The ownership of land, animals, and resources takes several forms. Within an oasis or settled zone belonging to a particular clan, land, trees (usually date palms), and nearby wells may have different owners. Each family's rights to the use of particular plots of land are recognized by other clan members. Families also may have privileged access to certain wells and the right to a part of the harvest from the fields irrigated by their water. Within the clan and family contexts, individuals also may have personal claims to palm trees and animals. Toubou legal customs are based on restitution, indemnification, and revenge. Conflicts are resolved in several settings. Murder, for example, is settled directly between the families of the victim and the murderer. Toubou honor requires that someone from the victim's family try to kill the murderer or a relative; such efforts eventually end with negotiations to settle the matter. Reconciliation follows the payment of the goroga, or blood price, usually in the form of camels.
Despite shared linguistic heritage, few institutions among the Toubou generate a broader sense of identity than the clan. Regional divisions do exist, however.

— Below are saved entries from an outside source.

PR #1816, opened 2019-08-14
convert object parameters to keys

### LINKED ISSUE #1810: Convert entities to Key when they are used for @Query annotated methods
This will enable such query methods:
```java
class SingerRepository extends DatastoreRepository<Singer, String> {
    @Query("select * from singers where firstBand = @firstBand")
    filterSingersByfirstBand(@Param("firstBand") Band firstBand);
}
```
See #1806 for details

dmitry-s:
fixes #1810

### DIFF
--- a/spring-cloud-gcp-data-datastore/src/main/java/org/springframework/cloud/gcp/data/datastore/core/DatastoreTemplate.java
+++ b/spring-cloud-gcp-data-datastore/src/main/java/org/springframework/cloud/gcp/data/datastore/core/DatastoreTemplate.java
@@ -668,6 +668,10 @@ public class DatastoreTemplate implements DatastoreOperations, ApplicationEventP
 				this.datastoreMappingContext.getPersistentEntity(entityClass).kindName());
 	}
 
+	public Key getKey(Object entity) {
+		return getKey(entity, false);
+	}
+
 	private Key getKey(Object entity, boolean allocateKey, Key... ancestors) {
 		DatastorePersistentEntity datastorePersistentEntity = this.datastoreMappingContext
 				.getPersistentEntity(entity.getClass());
@@ -780,10 +784,6 @@ public class DatastoreTemplate implements DatastoreOperations, ApplicationEventP
 		if (this.eventPublisher != null) {
 			this.eventPublisher.publishEvent(event);
 		}
-	}
-
-	public ObjectToKeyFactory getObjectToKeyFactory() {
-		return this.objectToKeyFactory;
 	}
 
 	/**
--- a/spring-cloud-gcp-data-datastore/src/main/java/org/springframework/cloud/gcp/data/datastore/core/DatastoreTemplate.java
+++ b/spring-cloud-gcp-data-datastore/src/main/java/org/springframework/cloud/gcp/data/datastore/core/DatastoreTemplate.java
@@ -782,6 +782,10 @@ public class DatastoreTemplate implements DatastoreOperations, ApplicationEventP
 		}
 	}
 
+	public ObjectToKeyFactory getObjectToKeyFactory() {
+		return this.objectToKeyFactory;
+	}
+
 	/**
 	 * Class to hold caches for read and conversion.
 	 *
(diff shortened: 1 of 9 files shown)


spring-cloud-gcp-data-datastore/src/main/java/org/springframework/cloud/gcp/data/datastore/repository/query/GqlDatastoreQuery.java
```diff
@@ -372,6 +375,15 @@ private void setEvaluatingSpelQueryContext() {
 			}
 		}
 
+		private Object convertEntitiesToKeys(Object o, DatastoreTemplate datastoreTemplate, DatastoreMappingContext datastoreMappingContext) {
+			Entity entity = AnnotationUtils.findAnnotation(o.getClass(), Entity.class);
+			if (entity != null) {
+				return datastoreTemplate.getObjectToKeyFactory()
+						.getKeyFromObject(o, datastoreMappingContext.getPersistentEntity(o.getClass()));
```
meltsufin: Can you do this logic in `AbstractDatastoreQuery.convertCollectionParamToCompatibleArray` so that it applies to all types of queries?

dmitry-s: This method is used to convert collection-like parameters to arrays of Datastore Values, so I don't think it's a good fit

meltsufin: I see. I still think that doing this conversion in `ParsedQueryWithTagsAndValues()` is not the best place. The rest of the parameter conversion is happening in `GqlDatastoreQuery.bindArgsToGqlQuery()`. Can you do it there?
Maybe it can even be done in `ReadWriteConversions.convertOnWriteSignle()`?

spring-cloud-gcp-data-datastore/src/main/java/org/springframework/cloud/gcp/data/datastore/core/DatastoreTemplate.java
```diff
@@ -668,6 +668,10 @@ private Key getKeyFromId(Object id, Class entityClass) {
 				this.datastoreMappingContext.getPersistentEntity(entityClass).kindName());
 	}
 
+	public Key getKey(Object entity) {
```
meltsufin: Java doc?

spring-cloud-gcp-data-datastore/src/test/java/org/springframework/cloud/gcp/data/datastore/repository/query/GqlDatastoreQueryTests.java
```diff
@@ -117,28 +120,38 @@ public void compoundNameConventionTest() {
...
-				"blahblah", 1.11, 2.22 };
+				"blahblah", 1.11, 2.22, trade };
 
 		String[] paramNames = new String[] { "tag0", "tag1", "tag2", "tag3", "tag4",
-				"tag5", "tag6", "tag7" };
+				"tag5", "tag6", "tag7", "tag8" };
 
 		buildParameters(paramVals, paramNames);
 
+				KeyFactory keyFactory = new KeyFactory("proj");
```
meltsufin: Spacing issue?

spring-cloud-gcp-data-datastore/src/main/java/org/springframework/cloud/gcp/data/datastore/repository/query/GqlDatastoreQuery.java
```diff
@@ -423,6 +425,14 @@ private String addSort(String finalGql, Sort sort) {
 					.collect(Collectors.joining(", "));
 			return finalGql + ORDER_BY + orderString;
 		}
+
+		private Object convertEntitiesToKeys(Object o) {
+			Entity entity = AnnotationUtils.findAnnotation(o.getClass(), Entity.class);
```
meltsufin: Can you use `mappingContext.hasPersistentEntityFor(o.getClass())` instead?

spring-cloud-gcp-data-datastore/src/main/java/org/springframework/cloud/gcp/data/datastore/core/DatastoreTemplate.java
dmitry-s: exposed in `DatastoreOperations`

PR #1826, opened 2019-08-16
[do not commit] Firestore reactive vs. Client library performance comparison

dzou:
Client library can save 300 records in 2sec.
FirestoreTemplate saveAll() saves 300 records in 17 seconds.


dzou:
After batching is implemented, the client library and reactive impls have comparable performance.

The benchmarking code is in `FirestoreIntegrationTests.java`.

- `saveBulkWithReactor()` runs in 3475ms.

- `saveBulkWithClientLibraries()` runs in 3485ms

PR #1833, opened 2019-08-23
field-level unindex for maps

### LINKED ISSUE #1832: @Unindex with Map
Currently we don't support `@Unindexed` for Map.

During the colonial period (and since independence in 1960), Chadian administrations have conferred legality and legitimacy on these regional groupings by dividing the Toubou and Daza regions into corresponding territorial units called cantons and appointing chiefs to administer them.
Only among the Teda of the Tibesti region have institutions evolved somewhat differently. Since the end of the 16th century, the derde (spiritual head) of the Tomagra clan has exercised authority over part of the massif and the other clans who live there. He is selected by a group of electors according to strict rules. The derde exercises judicial rather than executive power, arbitrating conflict and levying sanctions based on a code of compensations.

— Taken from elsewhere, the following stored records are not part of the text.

PR #1837, opened 2019-08-27
Refactor Bidi Streaming Write to Buffer Entities before writing

### LINKED ISSUE #1813: Make ObservableReactiveUtil.streamingBidirectionalCall Asynchronous
See https://github.com/spring-cloud/spring-cloud-gcp/pull/1800/files/ff256cb1c085516f08691f307583dff30079cbef#r313129168

dzou:
Refactors the Bidi Streaming write (the saveAll() operation) to buffer the incoming entities before writing.

Fixes #1813.

Note that I wasn't able to generalize this solution to put it in ObservableReactiveUtils... It is getting complex and it felt to me that the generalization would be harder to understand than just keeping the code here.

### DIFF
--- a/spring-cloud-gcp-data-firestore/src/main/java/org/springframework/cloud/gcp/data/firestore/FirestoreReactiveOperations.java
+++ b/spring-cloud-gcp-data-firestore/src/main/java/org/springframework/cloud/gcp/data/firestore/FirestoreReactiveOperations.java
@@ -40,7 +40,7 @@ public interface FirestoreReactiveOperations {
 	 * Saves multiple objects to Cloud Firestore. Not atomic. Behaves as insert or update.
 	 * @param instances the objects to save.
 	 * @param <T> the type of the objects to save.
-	 * @return a flux of the instances that were saved
+	 * @return a {@link Flux} of the instances that were saved
 	 */
 	<T> Flux<T> saveAll(Publisher<T> instances);
 
--- a/spring-cloud-gcp-data-firestore/src/main/java/org/springframework/cloud/gcp/data/firestore/FirestoreReactiveOperations.java
+++ b/spring-cloud-gcp-data-firestore/src/main/java/org/springframework/cloud/gcp/data/firestore/FirestoreReactiveOperations.java
@@ -40,9 +40,9 @@ public interface FirestoreReactiveOperations {
 	 * Saves multiple objects to Cloud Firestore. Not atomic. Behaves as insert or update.
 	 * @param instances the objects to save.
 	 * @param <T> the type of the objects to save.
-	 * @return a flux of the instances that were saved.
+	 * @return a Mono indicating completion of the operation.
 	 */
-	<T> Flux<T> saveAll(Publisher<T> instances);
+	<T> Mono<Void> saveAll(Publisher<T> instances);
 
 	/**
 	 * Get all the entities of the given domain type.
--- a/spring-cloud-gcp-data-firestore/src/main/java/org/springframework/cloud/gcp/data/firestore/FirestoreReactiveOperations.java
+++ b/spring-cloud-gcp-data-firestore/src/main/java/org/springframework/cloud/gcp/data/firestore/FirestoreReactiveOperations.java
@@ -42,7 +42,7 @@ public interface FirestoreReactiveOperations {
 	 * @param <T> the type of the objects to save.
 	 * @return a Mono indicating completion of the operation.
 	 */
-	<T> Mono<Void> saveAll(Publisher<T> instances);
+	<T> Flux<T> saveAll(Publisher<T> instances);
 
 	/**
 	 * Get all the entities of the given domain type.
--- a/spring-cloud-gcp-data-firestore/src/main/java/org/springframework/cloud/gcp/data/firestore/FirestoreReactiveOperations.java
+++ b/spring-cloud-gcp-data-firestore/src/main/java/org/springframework/cloud/gcp/data/firestore/FirestoreReactiveOperations.java
@@ -40,7 +40,7 @@ public interface FirestoreReactiveOperations {
 	 * Saves multiple objects to Cloud Firestore. Not atomic. Behaves as insert or update.
 	 * @param instances the objects to save.
 	 * @param <T> the type of the objects to save.
-	 * @return a Mono indicating completion of the operation.
+	 * @return a flux of the instances that were saved
 	 */
 	<T> Flux<T> saveAll(Publisher<T> instances);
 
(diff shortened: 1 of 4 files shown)


dzou:
> Can you also ask Mark to take a look at this? Thanks!

@mp911de - Hey Mark, could we get your counsel on Reactive in this PR? We just specifically have a question about this method: [saveAll](https://github.com/spring-cloud/spring-cloud-gcp/blob/bfa7abbc1a19352deb6bf348c82bfe30c1b73595/spring-cloud-gcp-data-firestore/src/main/java/org/springframework/cloud/gcp/data/firestore/FirestoreTemplate.java#L143).

It is basically us trying to wrap a bi-directional stream into Reactive patterns. We have a `requestStream` that we send elements into, and a `responseStream` that outputs responses for each batch of elements we submit to the requestStream. And from every response that we get from the responses stream, there is a stream token; we take the most recent stream token we got and attach it to the next request that we send to `requestStream`. We would appreciate your input!

spring-cloud-gcp-data-firestore/src/main/java/org/springframework/cloud/gcp/data/firestore/FirestoreReactiveOperations.java
```diff
@@ -40,9 +40,9 @@
 	 * Saves multiple objects to Cloud Firestore. Not atomic. Behaves as insert or update.
 	 * @param instances the objects to save.
 	 * @param <T> the type of the objects to save.
-	 * @return a flux of the instances that were saved.
+	 * @return a Mono indicating completion of the operation.
 	 */
-	<T> Flux<T> saveAll(Publisher<T> instances);
+	<T> Mono<Void> saveAll(Publisher<T> instances);
```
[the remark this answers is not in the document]
dzou: I was able to preserve the input flux as return type in the latest commit.

spring-cloud-gcp-data-firestore/src/main/java/org/springframework/cloud/gcp/data/firestore/util/ObservableReactiveUtil.java
```diff
@@ -82,19 +83,26 @@ private ObservableReactiveUtil() {
...
-						.doOnNext(request -> requestObserver.get().onNext(request)))
-				.doOnComplete(() -> requestObserver.get().onCompleted())
-				.thenMany(responses);
+				.flatMap(input ->
+						responsesFlux.next()
+								.map(mostRecentResponse -> responseHandler.apply(input, mostRecentResponse))
+								.doOnNext(nextRequest -> requestStream.get().onNext(nextRequest))
+								.thenReturn(input))
+				.doOnComplete(() -> requestStream.get().onCompleted())
+				.delayUntil(input -> responsesFlux)
```
ChengyuanZhao: I don't think you want to use delayUntil here because it will repeatedly check if responsesFlux has completed (delayUntil checks this condition for every single element). 

You could just use thenMany here since it'll just wait until your inputs are all sent over and then it'll wait until responseFlux is done, and then it'll continue on to your flatMap on your next line.

dzou:
As discussed offline with Chengyuan, I decided to keep the bidi code in the ObservableUtils class since this is going to be reused by delete and other batch operations. Modified it so that it is able to return the original flux of inputted elements and also added setter for batch size. PTAL.

spring-cloud-gcp-data-firestore/src/main/java/org/springframework/cloud/gcp/data/firestore/util/ObservableReactiveUtil.java
dzou: Right, thenMany would be ideal but then I lose my original `input` type.

I think ideally we'd have something like a `delayUntilMany`... or something. But I think delayUntil is still the best choice here.

ChengyuanZhao: you're completely right

mp911de:
I've been on vacation lately, so sorry for my late response. I'm not sure I understood your question.

In general, `saveAll` should mirror the store's (or driver's) semantics. If it is the most efficient way, to stream element by elements as save stream, then that is a great way to solve your requirement.

In MongoDB, we have also a batch insert but Mongo's approach is to take a materialized batch of documents and then insert them in a single command (see [`ReactiveMongoOperations.insertAll(Mono<? extends Collection<? extends T>>)`](https://github.com/spring-projects/spring-data-mongodb/blob/master/spring-data-mongodb/src/main/java/org/springframework/data/mongodb/core/ReactiveMongoOperations.java#L1054).

For Cassandra, insert-all issues a series of individual commands.

Let me know if you need to revisit that topic.

spring-cloud-gcp-data-firestore/src/main/java/org/springframework/cloud/gcp/data/firestore/FirestoreReactiveOperations.java
```diff
@@ -40,7 +40,7 @@
 	 * Saves multiple objects to Cloud Firestore. Not atomic. Behaves as insert or update.
 	 * @param instances the objects to save.
 	 * @param <T> the type of the objects to save.
-	 * @return a flux of the instances that were saved.
+	 * @return a Mono indicating completion of the operation.
```
ChengyuanZhao: Hmmm, the return type is still Flux though

spring-cloud-gcp-data-firestore/src/main/java/org/springframework/cloud/gcp/data/firestore/FirestoreTemplate.java
```diff
@@ -110,12 +147,11 @@ public FirestoreTemplate(FirestoreStub firestore, String parent) {
 
 	@Override
 	public <T> Flux<T> saveAll(Publisher<T> instances) {
-		Flux<T> input = Flux.from(instances);
+		Flux<List<T>> inputs = Flux.from(instances).bufferTimeout(
+				FIRESTORE_WRITE_MAX_SIZE, bufferTimeout);
```
meltsufin: Shouldn't you use `firestoreBufferWriteSize` here?

spring-cloud-gcp-data-firestore/src/main/java/org/springframework/cloud/gcp/data/firestore/FirestoreTemplate.java
```diff
@@ -75,6 +82,36 @@ public FirestoreTemplate(FirestoreStub firestore, String parent) {
...
+	public Duration getBufferTimeoutDuration() {
+		return this.bufferTimeout;
+	}
+
+	/**
+	 * Sets how many entities to include in an insert/update/delete buffered operation.
+	 * <p>The maximum buffer size is 500. In most cases users should leave this at the maximum value.
+	 * @param firestoreBufferWriteSize the entity buffer size for buffered operations (default = 500)
+	 */
+	public void setFirestoreBufferWriteSize(int firestoreBufferWriteSize) {
```
meltsufin: The buffer settings are not named consistently. I would do:
`(get/set)SaveAllBufferTimeoutDuration` and `(get/set)SaveAllBufferTimeoutDuration`.
Also the `saveAll` method needs a javadoc explaining that these settings exist for it.

PR #1845, opened 2019-08-29
Spanner doesn't wrap query with no pageable

### LINKED ISSUE #1843: Custom query in SpannerRespository doesn't seem to honor ORDER BY without including a LIMIT clause

ChengyuanZhao:
fixes #1843

Cloud spanner doesn't preserve derived tables' orders, so we avoid wrapping the derived table if possible.

### DIFF
--- a/spring-cloud-gcp-data-spanner/src/main/java/org/springframework/cloud/gcp/data/spanner/repository/query/SpannerStatementQueryExecutor.java
+++ b/spring-cloud-gcp-data-spanner/src/main/java/org/springframework/cloud/gcp/data/spanner/repository/query/SpannerStatementQueryExecutor.java
@@ -137,6 +137,14 @@ public final class SpannerStatementQueryExecutor {
 			SpannerMappingContext mappingContext) {
 		SpannerPersistentEntity<?> persistentEntity = mappingContext
 				.getPersistentEntity(entityClass);
+
+		// Cloud Spanner does not preserve the order of derived tables so we must not wrap the
+		// derived table
+		// in SELECT * FROM () if there is no overriding pageable param.
+		if ((options.getSort() == null || options.getSort().isUnsorted()) && options.getLimit() == null
+				&& options.getOffset() == null) {
+			return sql;
+		}
 		StringBuilder sb = SpannerStatementQueryExecutor.applySort(options.getSort(),
 				new StringBuilder("SELECT * FROM (").append(sql).append(")"), (o) -> {
 					SpannerPersistentProperty property = persistentEntity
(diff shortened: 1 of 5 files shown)


spring-cloud-gcp-data-spanner/src/test/java/org/springframework/cloud/gcp/data/spanner/repository/it/SpannerRepositoryIntegrationTests.java
```diff
@@ -167,6 +167,10 @@ public void queryMethodsTest() {
 		List<Trade> buyTradesRetrieved = this.tradeRepository
 				.annotatedTradesByAction("BUY");
 		assertThat(buyTradesRetrieved).containsExactlyInAnyOrderElementsOf(trader1BuyTrades);
+		assertThat(buyTradesRetrieved.get(0).getId()
+				.compareTo(buyTradesRetrieved.get(1).getId())).isPositive();
```
dmitry-s: why isPositive relevant?

ChengyuanZhao: This is to check that the results came back in sorted order. IsPositive is checking that it came back in DESC order

spring-cloud-gcp-data-spanner/src/main/java/org/springframework/cloud/gcp/data/spanner/repository/query/SpannerStatementQueryExecutor.java
```diff
@@ -137,6 +137,14 @@ private SpannerStatementQueryExecutor() {
 			SpannerMappingContext mappingContext) {
 		SpannerPersistentEntity<?> persistentEntity = mappingContext
 				.getPersistentEntity(entityClass);
+
+		// Cloud Spanner does not preserve the order of derived tables so we must not wrap the
+		// derived table
+		// in SELECT * FROM () if there is no overriding pageable param.
+		if ((options.getSort() == null || options.getSort().isUnsorted()) && options.getLimit() == null
```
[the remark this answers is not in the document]
ChengyuanZhao: They do. Any sort of OFFSET or LIMIT needs to also go outside the parens. They happen subsequent to the SORT, so the SQL is already wrapped.

spring-cloud-gcp-data-spanner/src/test/java/org/springframework/cloud/gcp/data/spanner/repository/it/SpannerRepositoryIntegrationTests.java
dmitry-s: Oh I see. Maybe just use assertThat(..).isGreater{Less}Than(..)?

Poojak16:
Does spanner support pagination along with custom column like findByCOLUMNNAME(String column_name,Pageable pageable).@ChengyuanZhao

dzou:
@Poojak16 - Yeah I think that should work because the pageable parameter is processed separate from the query. Give it a try - if it doesn't work, please post an issue in our github issue tracker; we accommodate feature requests quickly.

Poojak16:
@dzou it is only working if write it using custom query ..
Not working when we using JPA convention of method naming

@Query("SELCT *. ...........)
Working --> getCountByColumnName(@Param ("xyz") String xyz , Pageable paging)

NOT WORKING --->findByColumnName(String columnanme , Pageable Paging)

with the later one it is throwing error as Tags are not equals to param.

meltsufin:
@Poojak16 I confirmed it's a real issue. See: #2390.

During the civil conflict in Chad (1966–1993), the derde came to occupy a more important position. In 1965 the Chadian government assumed direct authority over the Tibesti Mountains, sending a military garrison and administrators to Bardaï, the capital of Tibesti Subprefecture. Within a year, abuses of authority had roused considerable opposition among the Toubou. The derde, Oueddei Kichidemi, recognized but little respected up to that time, protested the excesses, went into exile in Libya, and, with the support of Toubou students at the Islamic University of Al Bayda, became a symbol of opposition to the Chadian government. This role enhanced the position of the derde among the Toubou. After 1967 the derde hoped to rally the Toubou to the National Liberation Front of Chad (FROLINAT). Moral authority became military authority shortly thereafter when his son, Goukouni Oueddei, became one of the leaders of the Second Liberation Army of FROLINAT. Goukouni was to become a national figure; he played an important role in the battles of N'Djamena in 1979 and 1980 and served as head of state for a time. Another northerner, Hissène Habré of the Daza Anakaza, replaced Goukouni in 1982, and lost eventually power to Idriss Dédy, a Zaghawa.
Among the Teda, there are four regional subgroups, the Teda of Tibesti Subprefecture being the largest. There are more than a dozen subgroups of Daza: the Kreda of Bahr el Ghazal are the largest; next in importance are the Daza of Kanem Prefecture.